In particular I would like to know if you can reveal if:
* the key is 1 number
* the key is 2 numbers
* more numbers…
Ok now here on holiday a small note, that it is actually much more difficult then when these were normal homophones, because now there is no system at all per column for the 5 alphabets, where normally is some sort of system in chosing the sequences for the homophones, either per vowel only or per each letters a consecutive order, or a specific modulus key per letter. Now we have no clue whatsoever how the key per column looks but also there is no possibility in using frequencies on letters, bigrams or bigger. Assuming that the highest are equal to the plain text highest, proofs to be untrue for these small columns. Which makes it a quessing game. The only thing we can do is use the start and end letter per crypto chall., the VC count must be 1,2 or 3 per horizontal and we could guess the wordlength. Still it comes down to something similar as brute force.
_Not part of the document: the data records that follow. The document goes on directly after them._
PR #2134, opened 2026-07-01
fix(helm): keep non-root UID defaults for grafana-mcp and querydoc, document OpenShift override

### LINKED ISSUE #2079: [BUG] Bundled subcharts hardcode securityContext.runAsUser/runAsGroup → not deployable on OpenShift (restricted-v2 dynamic UID range)
## Summary

Several bundled subcharts pin `securityContext.runAsUser` / `runAsGroup` (and one `podSecurityContext`) to fixed UIDs in their **default** values. On OpenShift this makes the chart undeployable out of the box: each namespace is assigned a dynamic UID range and the `restricted-v2` SCC rejects any pod whose `runAsUser` falls outside that range. The affected Deployments stay at `0/1` with a `FailedCreate` event, and every component has to be overridden to an in-range UID by hand.

Relates to #459 ("[FEATURE] OpenShift support", closed as stale).

## Affected defaults (chart `0.9.9`)

| component | file | value |
|-----------|------|-------|
| `grafana-mcp` | `charts/grafana-mcp/values.yaml` (`securityContext`) | `runAsUser: 1000`, `runAsGroup: 999` |
| `querydoc` | `charts/querydoc/values.yaml` (`securityContext`) | `runAsUser: 14000`, `runAsGroup: 14000` |
| `oauth2-proxy` (vendored dependency) | `charts/oauth2-proxy/values.yaml` (`podSecurityContext`) | `runAsUser: 2000`, `runAsGroup: 2000` |
| bundled demo PostgreSQL | `values.yaml` (`...postgresql.podSecurityContext`) | `runAsUser: 999`, `runAsGroup: 999`, `fsGroup: 999` |

## Impact / symptom

On OpenShift (e.g. `restricted-v2` SCC), the API server rejects the pod at admission. Representative event:

```
Error creating: pods "grafana-mcp-..." is forbidden: unable to validate against any
security context constraint: ... runAsUser: Invalid value: 1000: must be in the
ranges: [1001150000, 1001159999]
```

The Deployment then sits at `0/1`. To install the chart we currently have to override each component's `securityContext.runAsUser`/`runAsGroup` to a value inside the namespace's assigned range — which is cluster/namespace-specific and not knowable ahead of time.

## Proposed fix

Don't pin `runAsUser`/`runAsGroup` in the subchart **default** values. Keep the rest of the hardening that is already there (`runAsNonRoot: true`, `capabilities.drop: [ALL]`, `readOnlyRootFilesystem: true`, `seccompProfile`). With no `runAsUser` set:

- **OpenShift** injects a valid in-range UID automatically via the SCC.
- **Vanilla Kubernetes** runs as the image's `USER` and `runAsNonRoot: true` still enforces non-root.

This assumes the `grafana-mcp` / `querydoc` images declare a non-root `USER`. If they don't, the alternative is to make the UID cleanly nullable/overridable (so it can be unset) and document the OpenShift guidance, rather than shipping a hardcoded out-of-range default.

For the vendored `oauth2-proxy` dependency, surfacing/recommending an override (or unsetting it via the umbrella values) would cover it.

I'm happy to send a PR for the `grafana-mcp` and `querydoc` subcharts once you confirm the preferred approach (unset default vs. nullable+documented).

## Environment

- kagent helm chart `0.9.9` (`oci://ghcr.io/kagent-dev/kagent/helm/kagent`)
- OpenShift (ARO), `restricted-v2` SCC with per-namespace dynamic UID ranges

SarthakB11:
## What

#2079 reported that grafana-mcp and querydoc are not deployable on OpenShift out of the box: they pin securityContext.runAsUser/runAsGroup and the restricted-v2 SCC rejects a fixed UID (it assigns a per-namespace range).

Unsetting the defaults is not safe: both charts set podSecurityContext.runAsNonRoot: true, and the kubelet can only confirm non-root from a numeric runAsUser or a numeric image USER. The mcp/grafana image's USER is the name "mcp-grafana" and the doc2vec/mcp (querydoc) image does not run as a numeric non-root user, so with runAsUser unset the pods fail admission with CreateContainerConfigError on vanilla Kubernetes.

This PR keeps the fixed non-root UID/GID defaults (charts install on vanilla Kubernetes) and documents the one-line override for OpenShift, where the SCC then assigns an in-range UID:

    --set tools.grafana-mcp.securityContext.runAsUser=null
    --set tools.grafana-mcp.securityContext.runAsGroup=null

(same for tools.querydoc.securityContext). It also records that the querydoc pin can be dropped once the doc2vec/mcp image ships a numeric non-root USER, opened upstream as kagent-dev/doc2vec#94. This is the fallback described in #2079 for images that do not ship a numeric non-root USER.

## Testing

- helm template: pinned UID by default; field omitted when overridden to null.
- helm unittest: grafana-mcp 10/10, querydoc 26/26.

Fixes #2079

### DIFF
--- a/helm/tools/grafana-mcp/tests/deployment_test.yaml
+++ b/helm/tools/grafana-mcp/tests/deployment_test.yaml
@@ -64,12 +64,10 @@ tests:
       - equal:
           path: spec.template.spec.containers[0].securityContext.readOnlyRootFilesystem
           value: true
-      - equal:
+      - isNull:
           path: spec.template.spec.containers[0].securityContext.runAsUser
-          value: 1000
-      - equal:
+      - isNull:
           path: spec.template.spec.containers[0].securityContext.runAsGroup
-          value: 999
       - isNull:
           path: spec.template.spec.containers[0].securityContext.seccompProfile
 
--- a/helm/tools/grafana-mcp/tests/deployment_test.yaml
+++ b/helm/tools/grafana-mcp/tests/deployment_test.yaml
@@ -64,10 +64,12 @@ tests:
       - equal:
           path: spec.template.spec.containers[0].securityContext.readOnlyRootFilesystem
           value: true
-      - isNull:
+      - equal:
           path: spec.template.spec.containers[0].securityContext.runAsUser
-      - isNull:
+          value: 1000
+      - equal:
           path: spec.template.spec.containers[0].securityContext.runAsGroup
+          value: 999
       - isNull:
           path: spec.template.spec.containers[0].securityContext.seccompProfile
 
--- a/helm/tools/grafana-mcp/values.yaml
+++ b/helm/tools/grafana-mcp/values.yaml
@@ -31,14 +31,15 @@ securityContext:
     drop:
       - ALL
   readOnlyRootFilesystem: true
-  # runAsUser / runAsGroup are left unset so the chart installs on OpenShift,
-  # where the restricted-v2 SCC assigns a per-namespace UID range and rejects a
-  # pinned UID outside it. runAsNonRoot (in podSecurityContext) enforces
-  # non-root: with runAsUser unset the container runs as the image's USER, so
-  # the mcp/grafana image must ship a non-root USER or the pod will fail to
-  # start. Set a fixed UID below on clusters that allow it:
-  # runAsUser: 1000
-  # runAsGroup: 999
+  # A fixed non-root UID/GID is set so the chart installs on vanilla Kubernetes:
+  # runAsNonRoot (in podSecurityContext) needs a numeric non-root user and the
+  # mcp/grafana image does not ship one. On OpenShift, where the restricted-v2
+  # SCC assigns a per-namespace UID range and rejects a pinned UID outside it,
+  # override these to null so the SCC injects an in-range UID:
+  #   --set tools.grafana-mcp.securityContext.runAsUser=null
+  #   --set tools.grafana-mcp.securityContext.runAsGroup=null
+  runAsUser: 1000
+  runAsGroup: 999
 
 tolerations: []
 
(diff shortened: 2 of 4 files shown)


SarthakB11:
Thanks for the review. Force-pushed a fix. Two changes on top of the original commit:

- helm-unittest updates in `helm/tools/querydoc/tests/deployment_test.yaml` and `helm/tools/grafana-mcp/tests/deployment_test.yaml`: the default-container securityContext test now asserts `runAsUser` and `runAsGroup` are unset via `isNull`, matching the new default. The override test in both files still sets `runAsUser` and asserts it renders, so the override path stays covered.
- Values comment reworded: `runAsNonRoot` enforces non-root rather than "keeping" it non-root; with `runAsUser` unset the container runs as the image's `USER`, so `mcp/grafana` and `doc2vec/mcp` must ship a non-root `USER` for the pod to start on non-OpenShift clusters. That constraint is now spelled out.

Also rebased onto main (was BEHIND #2124 / #2125). CI should re-run on the amended commit.

SarthakB11:
Unsetting runAsUser is not safe here: neither image runs as a numeric non-root user, so with runAsNonRoot on, the pods fail admission on vanilla Kubernetes. Kept the pinned defaults and documented the OpenShift null-override. querydoc can be unpinned once its image ships a numeric USER, opened upstream as kagent-dev/doc2vec#94.

SarthakB11:
@EItanya @peterj this got closed by stalebot, but the fix was actually done, kept pinned runAsUser/runAsGroup defaults (unsetting isn't safe since neither image runs as non-root), documented the OpenShift null-override, and opened an upstream issue for querydoc to get a numeric USER so it can be unpinned later. Mergeable, no conflicts. Could one of you reopen it?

Nick, would you consider revealing one of the plaintexts (maybe not #1) as the deadline for the challenge has now passed?
Narga: I’m more likely to give a super-long additional challenge cipher to see if anyone can solve even that using the (very obvious) constraints to assist the search.
The point of the exercise was to challenge people to see if this was a category of cipher that could be solved at all, given that it seems we have at least one of that general class (and probably several others not yet released) in the Scorpion Ciphers. Have you tried to solve any of them?
Haven’t given the Scorpion Ciphers a try, yet, but had no problem solving my own longer test cipher (~6x the length of your #1) with my code.
However with the given constraints and such a super-long cipher, one would have of course also sufficient statistics for a simple substitution based on letter frequency in the individual alphabets, so don’t put too much money on that 🙂
I believe I’ve solved cipher #1:
THEOBJECTOFMYPROP
OSEDWORKONCYPHERI
SNOTEXACTLYWHATYO
USUPPOSEBUTMYTIME
ISNOWSOENTIRELYOC
CUPIEDTHATIHAVEBE
ENOBLIGEDTOGIVEIT
UPATLEASTFORTHENE
XTTWOORTHREEYEARS
I’ve tried posting about it a few times. Is Askimet eating my comments? I’ll try posting without a link or other commentary so that this comment is more likely to get through to you. 🙂
Louie: fantastic, well done! I can indeed confirm that you have solved my first challenge cipher! I believe that this is the hardest constrained homophonic cipher ever solved, so you are now officially a cryptological star! 🙂 🙂 🙂
I’ll email you separately, because now that you have achieved immortality, I (inevitably) would like to write up how you managed to do it. 🙂
As far as links go, I ask people to remove the first colon and the last dot of any link they post, so that I can reassemble it during moderation. This is annoying, but it sharply reduces the amount of bot-generated comment spam I have to wade through each day.
Congratulations to Louis!
I realize that I had found one letter correctly, so I was on the right track!